INFORMATION SHOWN –
--- START ---

PR #3066, opened 2020-02-12
Tabs not using react-timer-mixin

dgarciamuria:
Currently, `Tabs` implementation applies `react-timer-mixin` but the `setTimeout` in `componentDidMount` is not using it since it should be `this.setTimeout`. In consequence, there might be cases where that callback gets fired and when the component is already unmounted. I hit that error my self, were `scrollView` was null and it was trying to call `.scrollTo`

Cheers!


FDiskas:
But the bad thing is that this module https://calendar.perfplanet.com/2019/the-unseen-performance-costs-of-css-in-js-in-react-apps/ is deprecated

FDiskas:
if you want to remove mixin component should be refactored to react class and timer should be assigned to private variable and on unmount timeout should be cleared

sankhadeeproy007:
@dgarciamuria @FDiskas What's the status with this one? Can this be merged?

FDiskas:
@sankhadeeproy007 it can be merged. Later it should be refactored and unmaintained mixin removed.

dgarciamuria:
@FDiskas I refactored and removed the mixin dep. Wasn't sure if needed to run the `prepublish` script or not, but that was the only way to update the `dist` directory. Let me know if that's correct since now IconNB is in conflict.

Thanks!

FDiskas:
I suppose the dist directory should be touched by the owners and only before releasing new version. So in this case only files in src directory should be changed.

dgarciamuria:
@FDiskas cool. I just reverted that piece

FDiskas:
There is something strange is going on in `yarn.lock` file.

dgarciamuria:
@FDiskas mmm, it seems that `yarn.lock` has been out of sync for a while, so after running `yarn remove react-timer-mixin` it got re generated. Same thing happens when running `yarn install`. But anyways I reverted `yarn.lock`

FDiskas:
@sankhadeeproy007 ready steady go :)

Issue #2962, opened 2019-10-10
button auto full width 


kin-for-test:
expect 
![fromweb](https://user-images.githubusercontent.com/23132046/66554522-b9ace300-eb7f-11e9-863e-1859f7dc60be.png)

but the view in android vm like 
![fromandroid](https://user-images.githubusercontent.com/23132046/66554564-cfbaa380-eb7f-11e9-8884-bb4bf8137d96.png)

code 
 

```
import React, { Component } from 'react';
import { Container, Header, Content, Button, Text } from 'native-base';
export default class ButtonThemeExample extends Component {
  render() {
    return (
      <Container>
        <Header />
        <Content>
          <Button light><Text> Light </Text></Button>
          <Button primary><Text> Primary </Text></Button>
          <Button success><Text> Success </Text></Button>
          <Button info><Text> Info </Text></Button>
          <Button warning><Text> Warning </Text></Button>
          <Button danger><Text> Danger </Text></Button>
          <Button dark><Text> Dark </Text></Button>
        </Content>
      </Container>
    );
  }
}
```

i try full={false}  but still not work

Mohammad-Khalid23:
**full={false}** will not work, because when you pass full = {true} then it will apply full button style , other wise in default, button will get full width of the parent container because it is using flex for button style.

you have to give width to the buttons.

kin-for-test:
OH! i see , i thought the button have a default width , because the button show  in docs is not full width

gsouf:
I actually found the doc to be terrible, lot of actual examples do not match the result ;(

mkamyszek:
What is the solution to get it to look like the docs?

ahmadsyamim:
```
<Content>
<View style={{
flex:0
}}>
```

should be fine i think.

cleybertandre:
I've solved it adding a 'alignSelf' style property on the Button:

```
<Button primary style={{alignSelf: 'flex-start'}}><Text> Primary </Text></Button>
```

sorxrob:
> I've solved it adding a 'alignSelf' style property on the Button:
> 
> ```
> <Button primary style={{alignSelf: 'flex-start'}}><Text> Primary </Text></Button>
> ```

apply this won't let you use block and full properties

hanykumar:
Hi @sorxrob, Button doesn't lose any styles using
`<Button primary style={{alignSelf: 'flex-start'}}><Text> Primary </Text></Button>`.
[...]

PR #3094, opened 2020-03-13
bug fix 2962

hanykumar:
Hi, Issue: #2962, Buttons fixed.
Screenshot 2020-03-13 at 5 38 20 PM

### DIFF
--- a/src/theme/components/Button.js
+++ b/src/theme/components/Button.js
@@ -380,7 +380,8 @@ export default (variables /* : * */ = variable) => {
     shadowOpacity: platformStyle === PLATFORM.MATERIAL ? 0.2 : undefined,
     shadowRadius: platformStyle === PLATFORM.MATERIAL ? 1.2 : undefined,
     alignItems: 'center',
-    justifyContent: 'space-between'
+    justifyContent: 'space-between',
+    alignSelf: 'flex-start'
   };
   return buttonTheme;
 };


src/theme/components/Button.js
```diff
@@ -380,7 +380,8 @@ export default (variables /* : * */ = variable) => {
     shadowOpacity: platformStyle === PLATFORM.MATERIAL ? 0.2 : undefined,
     shadowRadius: platformStyle === PLATFORM.MATERIAL ? 1.2 : undefined,
     alignItems: 'center',
-    justifyContent: 'space-between'
+    justifyContent: 'space-between',
+    alignSelf: 'flex-start'
```
sankhadeeproy007: Can we do it without using alignSelf? The alignment of the button should be left to the user.

hanykumar: I think `alignSelf` is fine. I don't find any other solution. The alignment of the button is left to the user. Isn't it?

sankhadeeproy007: I mean the user might want to align it to the center or to the right. So I think it should be the user's choice, can we use `alignSelf: 'auto'` and see if that works?

hanykumar: `alignSelf: 'auto' `will set width to full. But User always has a choice for `alignSelf: 'center'` whether we set `alignSelf: 'flex-start'` by default or not.

Issue #2945, opened 2019-09-26
Warning: Received `false` for a non-boolean attribute `uppercase`


arsamigullin:
Hi. Getting this warning in a web browser console

bundle.js:144396 Warning: Received `false` for a non-boolean attribute `uppercase`.

If you want to write it to the DOM, pass a string instead: uppercase="false" or uppercase={value.toString()}.

If you used to conditionally omit it with uppercase={condition && value}, pass uppercase={condition ? value : undefined} instead.
    in div (created by Text)
    in Text (at Text.js:26)
    in Text (at connectStyle.js:392)
    in Styled(Text) (at SettingsScreen.js:19)
    in div (created by View)
    in View (at Left.js:10)
    in Left (at connectStyle.js:392)
    in Styled(Left) (at SettingsScreen.js:18)
    in div (created by View)
    in View (at ListItem.js:39)
    in div (created by View)
    in View (created by TouchableHighlight)
    in TouchableHighlight (at ListItem.js:31)
    in ListItem (at connectStyle.js:392)
    in Styled(ListItem) (at SettingsScreen.js:17)
    in div (created by View)
    in View (at List.js:25)
    in List (at connectStyle.js:392)
    in Styled(List) (at SettingsScreen.js:15)
    in div (created by View)
    in View (created by ScrollView)
    in div (created by View)
    in View (created by ScrollViewBase)
    in ScrollViewBase (created by ScrollView)
    in ScrollView (at KeyboardAwareHOC.js:517)
    in KeyboardAwareScrollView (at Content.js:66)
    in Content (at connectStyle.js:392)
    in Styled(Content) (at SettingsScreen.js:14)
    in div (created by View)
    in View (at Container.js:12)
    in Container (at connectStyle.js:392)
    in Styled(Container) (at SettingsScreen.js:13)
    in SettingsScreen (at SceneView.js:9)
    in SceneView (at StackViewLayout.tsx:898)
    in div (created by View)
    in View (at StackViewLayout.tsx:897)
    in div (created by View)
    in View (at StackViewLayout.tsx:896)
    in div (created by View)
    in View (created by AnimatedComponent)
    in AnimatedComponent (at StackViewCard.tsx:106)
    in div (created by View)
    in View (created by AnimatedComponent)
    in AnimatedComponent (at screens.web.js:105)
    in Screen (at StackViewCard.tsx:93)
    in Card (at createPointerEventsContainer.tsx:95)
[...]

PR #3111, opened 2020-03-31
fix(): warning uppercase a text component

juandav:
This happens since they are sending invalid properties with this.props

```
Warning: Received `true` for a non-boolean attribute `uppercase`.

If you want to write it to the DOM, pass a string instead: uppercase="true" or uppercase={value.toString()}.
```


juandav:
#2945

hube12:
Could this be accepted?

PR #3136, opened 2020-04-20
added useNativeDriver:false to Animated.timing|spring|event

dansokol:
fixes bug with react native version .62+ that now requires useNativeDriver to be specified:
https://github.com/facebook/react-native/commit/5876052615f4858ed5fc32fa3da9b64695974238


sankhadeeproy007:
This PR can have performance impact on a few animations. We need to check what properties are not supported by `nativeDriver` and set them false. 
https://reactnative.dev/docs/animations#caveats

levibuzolic:
The default was already `false` so this wont have any performance regressions. A separate task would be to go through and find animations that could be switched to native only.

sankhadeeproy007:
Okay, makes sense. If it only adds false non-existing properties.
@dansokol Can you resolve the conflicts so that we can merge it?

dansokol:
@sankhadeeproy007 resolved conflicts.

craftzdog:
Great fix. Could you roll it out?

n3rd253:
@sankhadeeproy007 

Was a change rolled out here?

PR #3163, opened 2020-05-27
Picker has been extracted from react-native core

Preeternal:
The [issue](https://github.com/GeekyAnts/NativeBase/issues/3114)
Could you please to review?


Preeternal:
replaced community-picker into peerDependencies

lifenautjoe:
Can someone please merge and release this? Blocking as it prevents app instantiation with 
```
 Invariant Violation: Tried to register two views with the same name AndroidDropdownPicker
```

alexandrtovmach:
@Preeternal I'm not sure that's moving required dependency to `peerDependencies` is good idea

#3230 it's duplicate, but it used "normal" `dependencies`, so my vote for that

Preeternal:
> @Preeternal I'm not sure that's moving required dependency to `peerDependencies` is good idea
> 
> #3230 it's duplicate, but it used "normal" `dependencies`, so my vote for that
But someone probably will want to use community picker and native-base in own project same time. It will return error described by @lifenautjoe

Issue #2238, opened 2018-08-24
[ts] "native base has no exported module connectStyle"


Eddie-CooRo:
## node, npm, react-native, react and native-base version, expo version if used
native-base@2.7.2
## Expected behaviour
Importing "connectStyle" from nativebase
## Steps to reproduce
```npm i native-base@latest```
```import {connectStyle} from 'native-base'```
## Actual behaviour
"connectStyle" HOC should get exported inside index.d.ts

vinay0458:
temporary solution for writing jest test cases, 
ignore nativebase like this in jest
"transformIgnorePatterns": [
      "/node_modules/(?!react-native|react-clone-referenced-element|react-navigation|native-base)"
    ],

cargallo:
Any Solution to this?

AmalMenachery:
@SupriyaKalghatgi The Issue is still open in 2.13.12, Is the fix expected soon ?

PR #3180, opened 2020-07-08
Added exported connectStyle to type definition

lochiego:
Addresses #2238

Type definition was missing an export for 'connectStyle' helper function that's re-exported from native-base-shoutem-theme. Also addressed several linter errors that were caught by pre-commit checks.


komputerwiz:
> @komputerwiz is attempting to deploy a commit to the **Geekyants Team** Team on [Vercel](https://vercel.com).

I was a little confused at first since I did not initiate this.

It looks like the _Vercel_ bot is just using the committer info on the HEAD commit.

--- END ---

TRY IT – Which of the lines above carry the string "still"? Copy every one.

SOLVED PROBLEM –
i try full={false}  but still not work
@SupriyaKalghatgi The Issue is still open in 2.13.12, Is the fix expected soon ?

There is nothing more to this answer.